They’ll launch as standalone web apps with no browser chrome — a clean shortcut to your lab services from anywhere.


Part 11: Adding Future Services

This is where the investment pays off. Every new service you spin up follows the same 3-step pattern:

  1. Deploy the service in a new LXC or in Docker on an existing one
  2. Add a DNS rewrite in AdGuard (if you didn’t use the wildcard) — e.g., vault.lab.atilho.com → 192.168.4.4
  3. Add a proxy host in NPM pointing to the service’s internal IP and port

That’s it. Real HTTPS cert, clean URL, no port numbers, done in under a minute.

NPM proxy hosts with four services including Pi-hole

Future Service Hostname Backend
Vaultwarden vault.lab.atilho.com 192.168.4.x:8080
Uptime Kuma status.lab.atilho.com 192.168.4.x:3001
Grafana grafana.lab.atilho.com 192.168.4.x:3000
Portainer portainer.lab.atilho.com 192.168.4.x:9443
Homepage home.lab.atilho.com 192.168.4.x:3000

Part 12: Container Housekeeping

Before moving on, there are a couple of Proxmox settings worth configuring so your reverse proxy survives reboots and you have a rollback point.

12.1 — Start at Boot with Ordering

If pve01 reboots (power outage, kernel update, etc.), you want your containers to come back up automatically — and in the right order. AdGuard needs to be running before NPM starts, since NPM depends on DNS for certificate validation and general connectivity.

For each container, go to Options → double-click Start at boot → check it ON. Then set the Start/Shutdown order:

Container Start Order Startup Delay
CT 100 (adguard) 1 0 (default)
CT 101 (npm) 2 10 seconds

The 10-second delay gives AdGuard time to initialize before NPM’s Docker containers start making DNS requests.

12.2 — Take a Snapshot

Everything is working — DNS, TLS, reverse proxy, remote access. This is a good time to snapshot both containers so you have a known-good state to roll back to.
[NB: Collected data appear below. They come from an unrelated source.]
PR #453, opened 2023-06-27
Set background color in FreeDV Reporter to red on TX.

tmiw:
I was finally able to work around the issue I was having with the background color in FreeDV Reporter not reverting when going from TX to RX. This PR adds that feature to bring the built-in client more in parity with the Web version.


Tyrbiter:
Seems to work for me OK. Checked for own Tx and remote stations.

In Proxmox, select each container → SnapshotsTake Snapshot:

  • CT 100: fresh-adguard-setup
  • CT 101: fresh-npm-setup

Watch your disk space. The Wyse 5070’s SSD is limited and snapshots grow over time as container data changes. Run lvs on the Proxmox host to check actual thin pool usage vs. allocated space. Delete old snapshots once you’ve confirmed things are stable — they silently eat space.


Troubleshooting

NPM won’t issue the certificate?

Check the NPM logs:

cd /opt/npm
docker compose logs -f

Look for Cloudflare API errors. The most common fix is regenerating the API token with the correct zone permissions.

Browser still shows a security warning?

You might be hitting the service directly on its IP instead of through the proxy. Make sure you’re accessing via https://adguard.lab.atilho.com not https://192.168.4.3. The cert is only valid for *.lab.atilho.com.

DNS rewrites aren’t resolving?

nslookup adguard.lab.atilho.com 192.168.4.3

If this works but your device doesn’t resolve it, the device isn’t using AdGuard for DNS. Check your router’s DNS settings or the device’s manual DNS config.

Proxmox GUI is a blank white page through the proxy?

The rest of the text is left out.